An Data Augmentation method for Source Code Summarization
Zixuan Song,Hui Zeng,Xiuwei Shang,Guanxi Li,Hui Li,Shikai Guo
DOI: https://doi.org/10.1016/j.neucom.2023.126385
IF: 6
2023-06-22
Neurocomputing
Abstract:Code comments improve the readability and intelligibility of codes, Unfortunately, code comments are often missing, or outdated in software projects, which negatively affects the efficiency of developers to infer the functionality from source code and affect the efficiency of software maintenance and evolution. To solve this problem, many source code summarization algorithms have been proposed, which automatically generate code comments from source code. However, these methods usually try to collect a large data set which contains the mapping between code comments and source code to train models.
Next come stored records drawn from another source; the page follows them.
PR #47713, opened 2026-01-27
repl: Streamline Markdown output usage

rgbkrk:
Brought the Markdown output up to date with how Markdown is used in the Agent panel. This fixed an issue with outputs that were too large for the execution view as well as made sure that markdown would wrap.

image

Release Notes:

- Fixed REPL output wrapping for large content
- Fixed markdown wrapping in REPL outputs


crates/repl/src/outputs/markdown.rs
```diff
@@ -1,44 +1,27 @@
...
-        let task = cx.spawn(async move |markdown_view, cx| {
-            let content = parsed.await;
-
-            markdown_view.update(cx, |markdown, cx| {
-                markdown.parsing_markdown_task.take();
-                markdown.contents = Some(content);
-                cx.notify();
-            })
-        });
+        let markdown = cx.new(|cx| Markdown::new(text.clone().into(), None, None, cx));
```
MrSubidubi, line 13: I think we can just make this text a `SharedString` here and also store it as such to avoid some cloning, right?

crates/repl/src/outputs/markdown.rs
```diff
@@ -70,24 +52,112 @@ impl OutputContent for MarkdownView {
...
-            .py_4()
-            .children(parsed.children.iter().map(|child| {
-                div().relative().child(
-                    div()
-                        .relative()
-                        .child(render_markdown_block(child, &mut markdown_render_context)),
-                )
-            }))
-            .into_any_element()
+    MarkdownStyle {
```
MrSubidubi: I think instead of duplicating this, I'd probably prefer if we were to move the `default_markdown_style` from the `agent_ui` into the markdown crate perhaps (and probably make it an associated function of `MarkdownStyle` even), given that we want to style these the same way anyway. What do you think?

MrSubidubi (commented):
Thank you again for pushing this forward and helping with this. Left two minor notes

crates/repl/src/outputs/markdown.rs
rgbkrk: There is some slight difference as `default_markdown_style` in the agent_ui crate uses `agent_buffer_font_size` and `agent_ui_font_size` from the theme settings. I generally agree with you though as I'd love to have markdown text content be consistent.

crates/repl/src/outputs/markdown.rs
rgbkrk: Made this change, though I still end up having to convert to a String when making a ClipboardItem. I think though that `Markdown` can get its `source` so I can simplify this further and not have to carry around the raw text for that purpose. Seeing if I can make this better now.

rgbkrk: Ok way better now, thanks for noting this.

crates/repl/src/outputs/markdown.rs
MrSubidubi: Didn't notice that, thanks for mentioning it.

I took another look just now, and it might be worth to traitify fonts across the code base at some point, although that is very much a chore work I neither require nor want you to do (after all, thanks for helping here).

However, as an intermediate solution: How would you feel about moving it and have the `default_markdown_style` take an enum instead that covers the current 4 font types, like

```rust
enum MarkdownFont {
    AgentBuffer, AgentUi, Buffer, UI }
```

for the time being?

crates/repl/src/outputs/markdown.rs
MrSubidubi: Yep indeed, thank you!

crates/repl/src/outputs/markdown.rs
rgbkrk: Yeah I can do that.

MrSubidubi (approved):
This is awesome, I love every piece of it! Reads so much better at a glance and love that we do not have to duplicate the style anymore

Looks good to me, thanks again and thank you for the quick turnarounds!

rgbkrk:
Thank you @JosephTLyons! I've updated it.

PR #47720, opened 2026-01-27
markdown: Fix markdown table selection hit testing

cppcoffee:
Release Notes:

- Fixed markdown table selection hit testing

### DIFF
--- a/crates/markdown/src/markdown.rs
+++ b/crates/markdown/src/markdown.rs
@@ -1911,19 +1911,33 @@ struct RenderedLink {
 impl RenderedText {
     fn source_index_for_position(&self, position: Point<Pixels>) -> Result<usize, usize> {
         let mut lines = self.lines.iter().peekable();
+        let mut fallback_line: Option<&RenderedLine> = None;
 
         while let Some(line) = lines.next() {
             let line_bounds = line.layout.bounds();
+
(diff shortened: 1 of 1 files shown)


crates/markdown/src/markdown.rs
```diff
@@ -1911,22 +1911,37 @@ struct RenderedLink {
...
-            if position.y > line_bounds.bottom() {
-                if let Some(next_line) = lines.peek()
-                    && position.y < next_line.layout.bounds().top()
-                {
-                    return Err(line.source_end);
-                }
 
-                continue;
+            if line_containing_position.is_none() && line_bounds.contains(&position) {
+                line_containing_position = Some(line);
```
ConradIrwin: @cppcoffee we can just return here, or do you want the last such matching line?

cppcoffee: Logic simplification done

ConradIrwin:
Now we're iterating over the list twice again? Maybe I'm missing something...

cppcoffee:
> Now we're iterating over the list twice again? Maybe I'm missing something...

Changed to a single loop

Handle both exact match and Y-coordinate fallback match in a single loop
Use the `fallback_line` variable to record the first line matching the Y-coordinate

PR #47732, opened 2026-01-27
vim: Restore cursor position when dismissing buffer search

### LINKED ISSUE #8048: vim: dismissing buffer search can change cursor position
### Check for existing issues

- [X] Completed

1. Search for an existing text on the current buffer.
2. Press esc to dismiss the search dialog.
3. The cursor position changes to the first match.

I'd expect the cursor position to not change.

### Environment

Zed: v0.122.2 (Zed)
OS: macOS 14.3.1
Memory: 32 GiB
Architecture: aarch64

_No response_

If you only need the most recent lines, you can run the `zed: open log` command palette action to see the last 1000.

_No response_

lex00:
Fixes #8048

## Summary

In vim mode, pressing Escape to dismiss the buffer search now correctly restores the cursor to its original position, rather than leaving it at the first match.

## Problem

When using vim's `/` command to search:
1. User positions cursor at line X
2. User presses `/` to open search, types a query
3. Matches are highlighted, cursor may visually jump to first match
4. User presses Escape to dismiss without navigating
5. **Bug:** Cursor ends up at first match instead of line X

This breaks vim parity where Escape should cancel the search and restore cursor position.

## Solution

The fix leverages the `focused()` callback in `vim.rs`, which is called when the editor regains focus after the search bar is dismissed.

**Key insight:** When search starts via `/`, the cursor position is saved in `SearchState.prior_selections`. When search is *submitted* with Enter, `search_submit()` drains these selections. But when search is *dismissed* with Escape, they remain.

So in `focused()`, if:
- `prior_selections` is non-empty, AND
- The search bar's `is_dismissed()` returns true

...then we know the user dismissed the search (Escape) rather than submitted it (Enter), and we restore the cursor.

## Why not handle `buffer_search::Dismiss` directly?

The initial approach tried to register a vim handler for the `Dismiss` action. This didn't work because when Escape is pressed, the search bar (which has focus) handles the `Cancel` action internally and calls its `dismiss()` method directly—it doesn't dispatch `Dismiss` through the action system. The vim handler registered on the editor was never invoked.

## Test Plan

- Added `test_search_dismiss_restores_cursor` — verifies cursor restoration when search is dismissed
- Added `test_search_dismiss_restores_cursor_no_matches` — verifies behavior when query has no matches
- All 455 vim tests pass
- Manual testing confirms fix works with both `/` and `cmd-f`

## Release Notes

- Fixed vim mode: cursor now returns to original position when dismissing buffer search with Escape (#8048)

### DIFF
--- a/crates/search/src/buffer_search.rs
+++ b/crates/search/src/buffer_search.rs
@@ -94,6 +94,7 @@ impl Deploy {
 
 pub enum Event {
     UpdateLocation,
+    Dismissed,
 }
 
 pub fn init(cx: &mut App) {
@@ -826,6 +827,7 @@ impl BufferSearchBar {
 
     pub fn dismiss(&mut self, _: &Dismiss, window: &mut Window, cx: &mut Context<Self>) {
         self.dismissed = true;
+        cx.emit(Event::Dismissed);
         self.query_error = None;
         self.sync_select_next_case_sensitivity(cx);
 
--- a/crates/vim/src/helix.rs
+++ b/crates/vim/src/helix.rs
@@ -583,6 +583,7 @@ impl Vim {
                         prior_operator: self.operator_stack.last().cloned(),
                         prior_mode: self.mode,
                         helix_select: true,
+                        _dismiss_subscription: None,
                     }
                 });
             }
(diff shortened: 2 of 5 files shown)


ConradIrwin:
Thanks

PR #47734, opened 2026-01-27
vim: Ensure paragraph motions use empty and not blank lines

lex00:
## Summary

Fixes #36171

The `}` and `{` paragraph motions now correctly treat only truly empty lines (zero characters) as paragraph boundaries, matching vim's documented behavior. Whitespace-only lines are no longer treated as boundaries.

### The problem

In vim mode, pressing `}` would stop at lines containing only whitespace (spaces, tabs). According to vim's `:help paragraph`:

> A paragraph begins after each empty line

An "empty" line in vim terminology has zero characters, not whitespace-only.

### The fix

Changed `start_of_paragraph()` and `end_of_paragraph()` in `editor/src/movement.rs` to check `line_len() == 0` instead of `is_line_blank()`.

Note: This change does NOT affect the `ap`/`ip` text objects. Per vim's `:help ap`, those DO treat whitespace-only lines as boundaries, which is the existing (correct) behavior in `vim/src/object.rs`.

## Test plan

- Added `test_paragraph_motion_with_whitespace_lines` using `NeovimBackedTestContext`
- Existing `test_start_end_of_paragraph` still passes

Release Notes:

- Fixed vim mode paragraph motions (`}` and `{`) to correctly ignore whitespace-only lines

### DIFF
--- a/crates/editor/src/movement.rs
+++ b/crates/editor/src/movement.rs
@@ -523,7 +523,7 @@ fn is_subword_boundary_end(left: char, right: char, classifier: &CharClassifier)
 }
 
 /// Returns a position of the start of the current paragraph, where a paragraph
-/// is defined as a run of non-blank lines.
+/// is defined as a run of non-empty lines.
 pub fn start_of_paragraph(
     map: &DisplaySnapshot,
     display_point: DisplayPoint,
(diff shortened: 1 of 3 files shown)


dinocosta (approved):
Thank you @lex00 ! I've pushed a small commit updating the test you added (thanks!) to leverage our NeoVim backed tests, that way we can ensure that this matches NeoVim's behavior too ✌️

aviatesk:
Although I understand the intent to match vim's documented behavior for `{` and `}` motions, I'd like to point out that this change affects the general editor actions (`MoveToStartOfParagraph` / `MoveToEndOfParagraph`), not just vim mode.
For vim users, this is indeed a fix, but for users who don't use vim mode (like myself), this is a breaking change.  The previous behavior of treating whitespace-only lines as paragraph boundaries was useful for navigating code blocks separated by indented blank lines.

It's also worth noting that even within the vim community, this behavior has been https://github.com/vim/vim/issues/222, with plugins like
https://github.com/dbakker/vim-paragraph-motion existing specifically to restore the "blank line as boundary" behavior.

Would it be possible to either:
1. Apply this stricter "empty line only" behavior exclusively within vim mode, or
2. Make this configurable via a setting?

This would preserve vim compatibility for those who need it while avoiding regression for other users.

However, there are two limitations for the training sets: the insufficient data collection limitation (i.e., generate a large amount of noises-free training data) and data distribution bias limitation (i.e., generate training data for infrequently used methods). To address this issues, we have proposed a data augmentation method for code comments, named CDA-CS. Training models on the augmented dataset, the state-of-the-art algorithms can easily get a further 1.37 % to 2.24 % improvement in terms of different evaluation metrics (i.e., BLUE-4, METEOR, ROUGH_L).
computer science, artificial intelligence